-- Exercise brief --
Print the full listing once more, exactly as given.
******
PR #1255, opened 2018-04-26
[SDESK-2798] Add endpoint to support auto suggest for contact organis…

marwoodandrew:
…ation names

### DIFF
--- a/apps/contacts/service.py
+++ b/apps/contacts/service.py
@@ -12,6 +12,7 @@
 from superdesk.services import Service
 from superdesk.notification import push_notification
 from eve.utils import config
+from eve.utils import ParsedRequest
 
 
 class ContactsService(Service):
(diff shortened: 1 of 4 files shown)


mdhaman:
remove `'repo': 'contacts'` from the query string otherwise it looks fine.

apps/contacts/service.py
```diff
@@ -48,3 +49,29 @@ def on_deleted(self, doc):
...
+    def get(self, req, lookup):
+        """
+        Search for organisation matching the passed q parameter
+        :param req:
+        :param lookup:
+        :return: List of matching organisation strings
+        """
+        new_req = ParsedRequest()
+
+        q_str = 'organisation:' + '* organisation:'.join(req.args.get('q', '').split()) + '*'
```
petrjasek: is it supposed to be `organisation:* organisation:<q>*` ? I think [match_phrase_query](https://www.elastic.co/guide/en/elasticsearch/reference/2.4/query-dsl-match-query.html#query-dsl-match-query-phrase-prefix) could be better for the prefix search

marwoodandrew: The idea is to wildcard each term. Not strictly a phrase search as I'm trying to match say "insurance australia" or "australian insurance". Each term is prefixed with "organisation:" An alternative might have been to set the default field to 'organisation'

petrjasek: I see, makes sense then

mdhaman:
@petrjasek don't merge this PR. We will merge it in the morning. @sjunaid was having issues with `endpoint name`.

marwoodandrew:
Changed the title of the end point.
******
-- Result for this task --
PR #1255, opened 2018-04-26
[SDESK-2798] Add endpoint to support auto suggest for contact organis…

marwoodandrew:
…ation names

### DIFF
--- a/apps/contacts/service.py
+++ b/apps/contacts/service.py
@@ -12,6 +12,7 @@
 from superdesk.services import Service
 from superdesk.notification import push_notification
 from eve.utils import config
+from eve.utils import ParsedRequest
 
 
 class ContactsService(Service):
(diff shortened: 1 of 4 files shown)


mdhaman:
remove `'repo': 'contacts'` from the query string otherwise it looks fine.

apps/contacts/service.py
```diff
@@ -48,3 +49,29 @@ def on_deleted(self, doc):
...
+    def get(self, req, lookup):
+        """
+        Search for organisation matching the passed q parameter
+        :param req:
+        :param lookup:
+        :return: List of matching organisation strings
+        """
+        new_req = ParsedRequest()
+
+        q_str = 'organisation:' + '* organisation:'.join(req.args.get('q', '').split()) + '*'
```
petrjasek: is it supposed to be `organisation:* organisation:<q>*` ? I think [match_phrase_query](https://www.elastic.co/guide/en/elasticsearch/reference/2.4/query-dsl-match-query.html#query-dsl-match-query-phrase-prefix) could be better for the prefix search

marwoodandrew: The idea is to wildcard each term. Not strictly a phrase search as I'm trying to match say "insurance australia" or "australian insurance". Each term is prefixed with "organisation:" An alternative might have been to set the default field to 'organisation'

petrjasek: I see, makes sense then

mdhaman:
@petrjasek don't merge this PR. We will merge it in the morning. @sjunaid was having issues with `endpoint name`.

marwoodandrew:
Changed the title of the end point.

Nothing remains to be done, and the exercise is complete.